August 7.2021-Sptember 11.2021
[Jiang Zhuyun: Buffet Time]
"It is obvious that we do not live at the same time."
—— “Date Line” by Ezra Pound
A behemoth being strands off the future seashore, people call it "time." Under the action of the sizzling sun and the air, time transforms quickly. Scanning the interior of time's cavity, researchers found a roughly symmetrical and linear structure with a vaguely industrial sense, which again makes people question its abiotic nature. However, the current scanning speed cannot keep up with its changes, at a rate even faster than the time required for reflecting visible light. Therefore, the faulty scans are blurry that eventually become part of the content of "time’s" transformation, bearing witness to technical failures on paper.
——Jiang Zhuyun, "Buffet Time"
This short statement opens Hangzhou-based artist Jiang Zhuyun’s fifth exhibition, "Buffet Time," at Hunsand Space. In the past, Jiang Zhuyun’s practice adopts modern technology such as extensive computer programming to produce artworks. For this exhibition, the artist attempts to capture the childhood moments of modern technology. Applying a wide range of installation materials and images, Jiang adopts cross-stitch to create drawings of the Brazilian butterfly Morpho rhetenor, hand-woven cables into a net, modified steering speakers for motorized transportation, a series of street facilities, and standard parts from factory assembly lines. Some materials are easy to understand, such as cables, often perceived as part of modern technology. If one were to adopt critical thinking, cross-stitch should also be considered an essential technology, and the butterflies’ lightness and ability to migrate intercontinental have sparked sci-fi imagery. For example, Ray Bradbury's depiction of a butterfly whose death triggered a seismic change in history in his 1952 science fiction "The Sound of Thunder." A decade later, meteorologist Edward N. Lorenz followed the novelist's sci-fi imagination to illustrate a cutting-edge idea in climatology – the butterfly effect. In this exhibition, Jiang Zhuyun embeds “climate” change into his everyday art practice to convey his views and sense on time and technological life. The rupture between modern "space-time" and daily experience begins to elucidate.

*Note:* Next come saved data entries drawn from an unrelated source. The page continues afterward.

PR #2570, opened 2021-09-01
move plugins to stage 4, es2022

hzoo:
Ref https://github.com/babel/babel/pull/13717, similar to https://github.com/babel/website/pull/2477

### DIFF
--- a/docs/plugins-list.md
+++ b/docs/plugins-list.md
@@ -19,13 +19,6 @@ sidebar_label: Plugins List
 - [throw-expressions](plugin-proposal-throw-expressions.md)
 - [record-and-tuple](plugin-proposal-record-and-tuple.md)
 
-#### Syntax Only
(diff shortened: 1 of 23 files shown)


JLHwung (approved):

docs/plugins-list.md
```diff
@@ -20,28 +19,33 @@ sidebar_label: Plugins List
 - [throw-expressions](plugin-proposal-throw-expressions.md)
 - [record-and-tuple](plugin-proposal-record-and-tuple.md)
 
+#### Syntax Only
```
JLHwung, line 22: I think they can be placed at the last section. They are only required if you are using an older `@babel/core`, we may want to say that here, too.

existentialism (approved):

JLHwung (approved):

Jiang Zhuyun (born in 1984) is a problem-oriented artist who covers many fields of media art, including installation, painting, performance, conceptual art, acoustic arts, phonography and audio visual. Recent solo exhibitions include Buffet Times (2021), Hunsand Space, Beijing; Sublog(2019),Hunsand Space,Beijing;IF THE END PRECEDES THE BEGINNING (2018), Boers-Li Gallery, Beijing; Survival in System Project (2017), West Bund, Shanghai; I Talk to the Wind (2016), Hunsand Space, Beijing, etc. In addition, his works have been exhibited in many important group exhibitions, including: “Transfor Mation: duration Chinese art in” (2020), Beijing Mingsheng art museum;“Meditations in an Emergency” (2020), UCCA Beijing; "China Land Scape" Selection from the TAIKANG Collection (2019), 798 A07, Beijing; 8102 On Reality (2018), OCAT, Shanghai;AS WE MAY THINK: Feedforward (2018), Boxes Art Museum, Guangzhou, etc.